MADAME DE GRAFIGNY (1695-1758)
G. NOËL - 1913
Le
grand-oncle de Mme de Grafigny, Callot, « noble lorrain » et
graveur immortel, en dessinant vers 1630 ses images fines et
sèches de gueux et de soldats, avait illustré d'avance
soixante-dix ans de l'histoire de Lorraine.
Pendant trois quarts de siècles, sur le sol piétiné, dévasté du
malheureux duché, on ne vit guère autre chose que des soldats et
des gueux. Et comme fond du tableau, des villes pillées, des
châteaux éventrés, des chaumières brûlées, des champs retournés
en landes, des forêts saccagées. On pourrait écrire en quatre
mots l'histoire du pauvre petit pays pendant cette dure période
: misère, désolation, ruine, mort.
« Il ne restait plus, en plusieurs terres, que des broussailles
au milieu desquelles paraissaient des masures et les restes des
anciens villages (1). »
Pour empêcher cette terre de mourir tout à fait, quand le calme
fut revenu, il fallut importer des paysans, comme on lâche du
gibier sur un terroir dévasté par le braconnage. Près de
Blâmont, on en fit venir de Picardie, ce détail resté dans les
traditions locales entre mille autres pareils que l'on pourrait
dire (2).
Vers la fin du siècle, aux environs de 1695, la charge écrasante
et continuelle du logement des
troupes françaises achevait de consommer ce que les violences de
la guerre n'avaient pas détruit : car ces malheureux, qui
n'avaient plus rien pour eux-mêmes, devaient encore nourrir les
soldats du roi de France établis sur leur pays.

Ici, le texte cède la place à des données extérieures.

PR #448, opened 2022-10-03
Fix warning with new versions of grep

Meakk:
`grep "\-\-"` produces a warning with recent versions of grep: 

> grep: warning: stray \ before -

Using `grep "--"` does not work because grep thinks `--` is an option.  
Using `grep "[-]-"` as a workaround.


mwestphal (approved):
Approved, assuming you tested on fish and szh

Meakk:
I did. The fish completion was working but the warning was pretty annoying. The fix is the same for zsh.

PR #451, opened 2022-10-03
Remove CMAKE_SYSTEM_PROCESSOR to fix reproducibility.

mzf-guest:
Hello,

the `CMAKE_SYSTEM_PROCESSOR` variable triggered a reproducibility error when cross compiling. See for example [this diffoscope report](https://tests.reproducible-builds.org/debian/rb-pkg/bookworm/i386/diffoscope-results/f3d.html) which contains the string `Linux·x86_64` when cross-compiling from amd64 to i386, instead of `Linux i686`. The string origin is in `config.cxx.in` and easily visible with `f3d --help` command.

The current fix works for the Debian package, but I'm not sure that this is the correct one as it may be a cross-compiling tool-chain misconfiguration, hence not related to F3D itself.

Feel free to edit this PR.

Best,
François

### DIFF
--- a/library/src/config.cxx.in
+++ b/library/src/config.cxx.in
@@ -5,7 +5,7 @@
 namespace f3d::detail
 {
 const std::string LibVersion = "@PROJECT_VERSION@"; // Version is synchronized with F3D
-const std::string LibBuildSystem = "@CMAKE_SYSTEM_NAME@ @CMAKE_SYSTEM_PROCESSOR@";
+const std::string LibBuildSystem = "@CMAKE_SYSTEM_NAME@";
 const std::string LibBuildDate = "@F3D_BUILD_DATE@";
 const std::string LibCompiler = "@CMAKE_CXX_COMPILER_ID@ @CMAKE_CXX_COMPILER_VERSION@";
 }


mwestphal:
In the Debian world, how do you inform the users that a software has been built for an architecture or another?

Strictly speaking, to be really cross platform with this logic we should not even add Linux/Windows/MacOS.

I don't see the issue this is fixing, please advise.

Meakk:
`CMAKE_SYSTEM_PROCESSOR` should contain the architecture of the target when cross compiling, not the host architecture.  
See https://cmake.org/cmake/help/latest/variable/CMAKE_SYSTEM_PROCESSOR.html  
Not sure what's wrong in your case.

mzf-guest:
I've dig a bit further and my explanation about cross-compilation was (partly) wrong. Sorry for the mess.

The reproducibility problem is real because `CMAKE_SYSTEM_PROCESSOR` captures the output of `uname -m` (via [`CMAKE_SYSTEM_PROCESSOR`](https://cmake.org/cmake/help/latest/variable/CMAKE_HOST_SYSTEM_PROCESSOR.html#unix-platforms) on Unix platform) which could be changed easily with the `setarch` command without affecting the build tool-chain. Hence, to achieve reproducibility, a software should not capture this value and [reprotest changes it on purpose](https://salsa.debian.org/reproducible-builds/reprotest/-/blob/master/reprotest/build.py#L290) to emphasize the problem as the package builds identically except this string.
We can see this information like the machine hostname, it may change at any time without affecting the build toolchain.

> Strictly speaking, to be really cross platform with this logic we should not even add Linux/Windows/MacOS.

The "Linux" info is the kernel name from `uname -s` which cannot be changed without affecting the build toolchain as far as I know. If you find a way to change it, we should update reprotest :smiley: 

I'm not CMake expert, so I can't advice on how to get the platform information in a reproducible way with CMake. An alternative is to get this information at runtime instead of compile time.

I'm fine with this Debian patch for the moment, and the problem is reported upstream so I did my duty here. Feel free to update or close this PR!

Thanks for your work with F3D.

mwestphal:
I'm trying to wrap my head around what debian expect (and actually means) by reproducible builds.

If I understand well, the problem is that if you are under the same architecture but with different system configuration (eg, using `setarch`), then the resulting build is may change, which is not acceptable.

So, in order to be truly "reproducible", the architecture should be recovered in a way that is **not** configurable by any means ?

I feel like this is a very common problem, how do other software adress this ?

F3D also note the build date and time, wouldn't that break reproducible builds ?

Reading this : https://docs.kernel.org/kbuild/reproducible-builds.html, it looks like the timestamp issue is covered using specific env var, could you not do the same thing for the architecture ?

I'm still a bit confused about what is expected from a software, should a software : 

1. Provide reproducible build out of the box, by default (which would justify you removing the arch from cmake code)
2. Provide a way for packager to generate reproducible build easilly (we could add a CMake var for this if that helps)
3. Let packager uses standard tools to manipulate the environnement in order to achieve reproducible build (more or less what @Meakk is suggesting)

I'm trying to find good resource on this, butwhat I find is either too technical or too broad, do not hesitate to link any introduction on this.

mzf-guest:
> Have you tried to put -DCMAKE_SYSTEM_PROCESSOR=x86_64 manually in the configuration step?

This would likely fix the reproducible issue, but the output of `f3d --version` would be wrong. The problem is not the value of this variable, but that it's currently recorded in the binary.

> So, in order to be truly "reproducible", the architecture should be recovered in a way that is not configurable by any means ?

In a way that changing the value really changes the build-toolchain and hence the output. `CMAKE_SYSTEM_PROCESSOR` is just an info variable and should not be captured (i.e. written in the binary). An other classic example is the source path: it's mandatory to use it to find files, but it should not be captured because it may changes without changing the build output.

> F3D also note the build date and time, wouldn't that break reproducible builds ?

Date and time are managed through the [`SOURCE_DATE_EPOCH`](https://reproducible-builds.org/docs/source-date-epoch/) environment variable. CMake automatically uses this variable in the [`string`](https://cmake.org/cmake/help/latest/command/string.html#generation) command, so you're safe for now :smile:.

You should look at the [reproducible build website](https://reproducible-builds.org) which try to answer most of your questions, especially [this page](https://reproducible-builds.org/docs/deterministic-build-systems/) which gives the following guidelines:
 - Ensure stable inputs.
 - Ensure stable outputs.
 - Capture as little as possible from the environment.

On the same website you'll find resources, talks and advises on the subject. For a code approach you may read  [i-probably-didnt-backdoor-this](https://github.com/kpcyrd/i-probably-didnt-backdoor-this) and [the unreproducible package](https://github.com/bmwiedemann/theunreproduciblepackage).

This is not a Debian specific problem. [Arch Linux](https://wiki.archlinux.org/title/Reproducible_builds), [Tails](https://tails.boum.org/contribute/build/reproducible/), [NixOS](https://r13y.com/), [Yocto](https://wiki.yoctoproject.org/wiki/Reproducible_Builds), [F-Droid](https://f-droid.org/docs/Reproducible_Builds/), [SuSE](https://en.opensuse.org/openSUSE:Reproducible_Builds) and probably others are also working on making their packages reproducible. 

By the way, thanks a lot for taking this issue seriously. It's greatly appreciated to have upstream authors aware of reproducible build problems!

Meakk:
> By the way, thanks a lot for taking this issue seriously. It's greatly appreciated to have upstream authors aware of reproducible build problems!

I don't like the idea of packagers having to patch f3d, it means we failed somehow :)  
What about using `CMAKE_SIZEOF_VOID_P` and write `32-bits` or `64-bits` instead of relying on `CMAKE_SYSTEM_PROCESSOR`?

mzf-guest:
> What about using CMAKE_SIZEOF_VOID_P and write 32-bits or 64-bits instead of relying on CMAKE_SYSTEM_PROCESSOR value?

Indeed, this variable seems to do actual check by compiling a C file, so it must not  affect reproducibility.

Meakk:
Superseded by #454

Le duc Charles V de Lorraine, ayant attaché sa fortune à celle
de son beau-frère l'Empereur, avait vu
ses États occupés par Louis XIV. Il était mort général impérial,
dépouillé de son duché. Son fils Léopold vivait à Innsbrück dans
les États de son oncle, entouré de quelques gentilshommes
fidèles, mais à peu près sans ressources.
(1) D'AUDIFFRET, « Mémoire sur le
Duché de Lorraine par M. d'Audiffret cy-devant envoyé
extraordinaire du Roy aux cours de Mantoue, de Parme et de
Modène et à celle de Lorraine », mémoire conservé à la
bibliothèque de Nancy. Jean-Baptiste d'Audiffret (1657-1733),
géographe et diplomate, observateur fidèle et abondant, a étudié
la cour et le peuple de Lorraine de 1703 à 1733. Il mourut à
Nancy en 1733. Le résultat de sa surveillance politique est
conservé, sous forme de dépêches, aux dossiers des Archives du
ministère des Affaires étrangères. Dans le mémoire dont il vient
d'être parlé, il résume ses connaissances et ses jugements sur
la Lorraine et son peuple.
M. d'HAUSSONNViLLE, dans son Histoire de la Réunion de la
Lorraine (4eme vol.), a fait de larges et fréquents emprunts aux
dépêches diplomatiques de M. d'Audiffret ainsi qu'à son mémoire.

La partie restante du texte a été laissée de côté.